Lucille Ball famously said, “Ability is of little account without opportunity”. If you want your business to succeed, you must create opportunities for it to do so. You must find ways to make sure that when potential customers want to buy a product, it is yours, not your competitors, that springs to mind. You need your customers to feel that your proposition is trustworthy and innovative at the same time. Keeping top of mind is essential. It is a crowded, busy place, and brands and products continually vie for attention and bandwidth.
Too many would-be ‘millionaires’ dream up a great idea and think they have cracked it. They might even expend vast amounts of time, money, and energy on producing prototypes or even saleable products. That is what Lucille Ball would call ability. These people then sit back and get frustrated when their order books haven’t grown, and they are sitting on stock that they cannot shift. Ms Ball’s analogy would say they failed to create the opportunity. Opportunity is an essential part of the marketing mix. A few half-hearted Facebook ads will not win the battle for attention. You need to have a long-term strategy that you stick to. You must constantly remind your target market that you are there and have something to offer them. Also, remember to give your customers a reason to buy from you and not just wander off to the newest company offering them a cut-price trial.
It is easy for big, established brands. They appear to have unlimited advertising and marketing budgets that allow them to swamp the zone and buy up the airwaves. The behemoths occupy every inch of TV, radio, commercial billboard, and primetime sponsorship space. The likes of Coca-Cola seem to have endless cash reserves, but everything they do is carefully planned and run through cost-benefit ratio calculations. They did not become the giants that they are today by accident. At this point, you might be thinking, ‘what’s the point in trying then?’. Fear not; a small entrepreneurial business with a modest marketing budget can spend wisely and keep themselves in their customers’ thoughts. Here are some examples of some companies that do it well.
Coca-Cola
It is worth taking a look at how some successful companies operate. For years Coca-Cola just had one ‘original’ drink, then they developed Diet Coke. Product innovation was pretty limited. However, more recently, markets have become much more fragmented, and new competitor flavoured drinks came to the market. Coca-Cola needed to diversify to stay relevant. These days there are countless varieties to choose from, together with new flavour profiles like Vanilla, Raspberry, and Cherry. Consumers want something new.
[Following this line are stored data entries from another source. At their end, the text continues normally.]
PR #52, opened 2022-09-08
Session instrumentation

domasx2:
* Web SDK initializes with autogenerated session id
* `Metas` supports adding listener callbacks that are invoked when meta changes. This is to support sending new session start event if session changes. Prior art: Sentry does this in the same way for the same purpose :) 
* `SessionInstrumentation` sends `session_start` event on init and every time new session is added to meta
* `web-tracing` package gains `SessionProcessor` pass-through processor that will add `session_id` attribute to every span, if session is available

Only generating default session id for web, not core. Do not want to assume how sessions might look for other platforms

### DIFF
--- a/docs/sources/tutorials/quick-start-browser.md
+++ b/docs/sources/tutorials/quick-start-browser.md
@@ -285,6 +285,15 @@ agent.api.setUser({
   }
 });
 
+// unset user
+agent.api.resetUser();
+
+// set session metadata, to be included with every event
+agent.api.setSession(createSession({ plan: 'paid' }));
+
+// unset session
+agent.api.resetSession();
+
 // push measurement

The legacy brand reassures them, and the fresh flavour profile brings excitement and points of interest.
Online gambling
The online gambling sector is also an excellent example of an industry that keeps itself top of its customers’ minds. In many markets, how it can promote products can be limited, so it has had to be genuinely innovative. Sports betting is easy – there is always the next match or the next race to bring punters back. Online casinos do not have that luxury and need to innovate to offer excitement constantly. One of the ways that they do this is by regularly introducing new slots to their portfolio. These could be updated styles of games or newly arrived titles, but they keep the player experience refreshed.
Independent fashion brands
Your business needs to ensure that it offers your customers inspiring and relevant products or services. The fashion industry is a great example to follow. They often drop new lines and clear out slow-moving stock at discounted prices. By building collaborations with influencers and contemporary designers, they piggyback onto the third-parties customer base. Small independent-clothing studio Lucy and Yak seem to do this effortlessly by working with artists and only producing limited editions of their product ranges.